Welcome the groundcherry – a small berry protected in a parchmentlike envelope and engulfed in a jungle of leaves. A single bite evokes hints of pineapple – and tomato. 

 The groundcherry is what’s known as wild and unknown, just as quinoa once was. But quinoa has made its way into the American lexicon and onto countless menus. Scientists think a similar path awaits the tiny groundcherry.

 Zachary Lippman, a professor of genetics at the lab and a Howard Hughes Institute medical investigator, envisions a day when the groundcherry is displayed abundantly in produce aisles. He calls it a superfood, naturally chock full of vitamins and minerals.

 “The groundcherry could become a major berry crop,” said Lippman, who emphasized that he holds a firm belief in its value as a potential and nutritious food source.  

Collaborating with Joyce Van Eck of the Boyce Thompson Institute, an independent plant research center in Ithaca, Lippman and a team of Cold Spring Harbor Laboratory scientists used the gene-editing technology known as CRISPR to make three tiny tweaks to the plant. The groundcherry is a native of Central America and distant cousin to the tomato.

CRISPR allows scientists to easily swap in or swap out specific letters of the genetic code, thus changing precise traits of the plant itself. Think of them as tiny tweaks that improve the groundcherry’s bounty.

One tweak blunted the production of a hormone that regulates flowering, hence making the plant more compact to produce more clusters of fruit rather than a single groundcherry at a time.

A CRISPR change to the genes involving yet another flowering hormone led to more fruit production by up to 50 percent along a given stem length compared with the native plant. The third change boosted the number of seed sections within each fruit, which in turn, increased its overall size.

Editing via CRISPR should not be confused with GMOs, genetically modified organisms, Lippman said, which can involve swapping in genes from other organisms.

“With gene editing you can think about bringing other wild plants or orphan crops into agricultural production,” he said.

“We are still working with everything that nature has provided,” said Lippman, who has long specialized in studying tomato plants.

“With traditional breeding, whatever traits nature has kicked out of the DNA, that’s the hand you have been played. With gene editing, now you are playing poker with aces up your sleeve.”    

Lippman and Van Eck contend in a new scientific paper published this week in the journal Nature Plants, that it is feasible to take a plant that is essentially wild and effectively harness it for domestication. The team described their work in the report as a shortcut around traditional breeding techniques – thanks to CRISPR.

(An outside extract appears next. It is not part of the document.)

PR #40575, opened 2026-08-10
fix(tools): bound file reads by characters instead of lines

awlevin:
## Problem

A line count does not bound context cost. `file_read` defaulted to 2000 lines, but oversized tool results are spooled to disk and replaced inline with a stub once they exceed `THRESHOLD_CHARS` (25,000) in `context/post-turn-tool-result-truncation.ts`.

CRISPR has taken the biological research community by storm in recent years and has proved a useful tool in a variety of disparate studies, ranging from cancer research to developing ways to tame antibiotic-resistant superbugs.

Scientists in China earlier this year used CRISPR to edit a gene mutation in viable human embryos.  The technology permits an effective and reliable method to make precise changes to the genomes of organisms.

Lippman and Van Eck see the technology as a method to provide next-generation foods.

“The more arrows we have in our quiver to address agricultural needs in the future, the better off we’re going to be,” Lippman said.